**Exercise**
Find the lines below that include the word "byorgey" and state how many there are, adding nothing.

Saved data entries
= Beginning of Section =
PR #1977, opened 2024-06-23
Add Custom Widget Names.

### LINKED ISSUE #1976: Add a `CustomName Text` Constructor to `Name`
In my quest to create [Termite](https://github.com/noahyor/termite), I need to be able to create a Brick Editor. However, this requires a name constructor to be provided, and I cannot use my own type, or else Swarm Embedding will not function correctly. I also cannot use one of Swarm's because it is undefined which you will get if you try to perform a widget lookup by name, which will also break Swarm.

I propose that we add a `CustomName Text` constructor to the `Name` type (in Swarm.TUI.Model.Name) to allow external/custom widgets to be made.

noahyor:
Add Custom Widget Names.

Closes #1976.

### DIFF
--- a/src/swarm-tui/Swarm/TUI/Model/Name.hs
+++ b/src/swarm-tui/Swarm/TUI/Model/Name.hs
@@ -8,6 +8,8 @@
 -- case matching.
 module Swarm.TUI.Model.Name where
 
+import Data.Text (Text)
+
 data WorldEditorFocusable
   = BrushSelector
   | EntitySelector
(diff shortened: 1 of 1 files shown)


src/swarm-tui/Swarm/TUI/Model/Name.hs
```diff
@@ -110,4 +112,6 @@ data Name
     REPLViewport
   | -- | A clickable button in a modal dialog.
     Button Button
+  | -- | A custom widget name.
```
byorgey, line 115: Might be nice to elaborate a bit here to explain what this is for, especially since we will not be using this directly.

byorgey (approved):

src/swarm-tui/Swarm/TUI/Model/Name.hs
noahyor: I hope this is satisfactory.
= End of Section =
**Answer box**
2